→ **ABOUT THIS EXERCISE**: Work out how many lines in the data that follows contain "return". Write nothing but the number.

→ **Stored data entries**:

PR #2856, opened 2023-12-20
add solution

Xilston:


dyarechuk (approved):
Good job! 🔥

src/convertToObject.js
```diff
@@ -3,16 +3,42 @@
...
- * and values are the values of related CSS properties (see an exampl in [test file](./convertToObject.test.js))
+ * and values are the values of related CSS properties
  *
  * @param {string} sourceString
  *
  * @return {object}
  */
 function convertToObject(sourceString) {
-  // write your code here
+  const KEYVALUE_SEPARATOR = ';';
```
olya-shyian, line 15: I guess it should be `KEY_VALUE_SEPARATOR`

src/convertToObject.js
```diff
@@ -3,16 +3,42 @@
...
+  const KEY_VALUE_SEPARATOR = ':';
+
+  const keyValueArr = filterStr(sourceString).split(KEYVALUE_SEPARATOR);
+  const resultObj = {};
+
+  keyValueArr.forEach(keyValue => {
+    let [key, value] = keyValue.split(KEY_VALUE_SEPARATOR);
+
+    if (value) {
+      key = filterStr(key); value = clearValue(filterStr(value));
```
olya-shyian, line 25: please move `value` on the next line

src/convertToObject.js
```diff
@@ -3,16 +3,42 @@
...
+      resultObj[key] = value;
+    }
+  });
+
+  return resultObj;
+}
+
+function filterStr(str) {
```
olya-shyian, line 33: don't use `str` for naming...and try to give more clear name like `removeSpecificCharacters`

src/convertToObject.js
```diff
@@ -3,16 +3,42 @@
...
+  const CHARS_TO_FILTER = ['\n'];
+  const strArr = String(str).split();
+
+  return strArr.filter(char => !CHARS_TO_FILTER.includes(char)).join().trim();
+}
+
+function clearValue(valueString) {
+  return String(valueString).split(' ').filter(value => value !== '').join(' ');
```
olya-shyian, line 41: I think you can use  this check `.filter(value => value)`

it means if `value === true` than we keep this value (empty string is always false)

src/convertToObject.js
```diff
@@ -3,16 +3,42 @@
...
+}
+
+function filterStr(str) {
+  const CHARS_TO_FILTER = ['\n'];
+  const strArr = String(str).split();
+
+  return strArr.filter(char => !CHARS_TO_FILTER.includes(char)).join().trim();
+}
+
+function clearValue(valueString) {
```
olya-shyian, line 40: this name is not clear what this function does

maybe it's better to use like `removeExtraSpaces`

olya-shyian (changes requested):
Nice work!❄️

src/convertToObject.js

...

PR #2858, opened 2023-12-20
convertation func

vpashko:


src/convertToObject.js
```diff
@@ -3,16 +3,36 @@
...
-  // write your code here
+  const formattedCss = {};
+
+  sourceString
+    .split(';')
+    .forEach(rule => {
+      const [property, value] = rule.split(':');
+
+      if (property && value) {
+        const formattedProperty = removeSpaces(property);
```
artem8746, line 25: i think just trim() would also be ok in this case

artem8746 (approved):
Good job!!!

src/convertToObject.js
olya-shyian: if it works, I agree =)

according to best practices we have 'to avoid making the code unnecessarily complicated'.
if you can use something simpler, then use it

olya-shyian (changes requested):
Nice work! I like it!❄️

→ **ANSWER TO THIS EXERCISE**: 5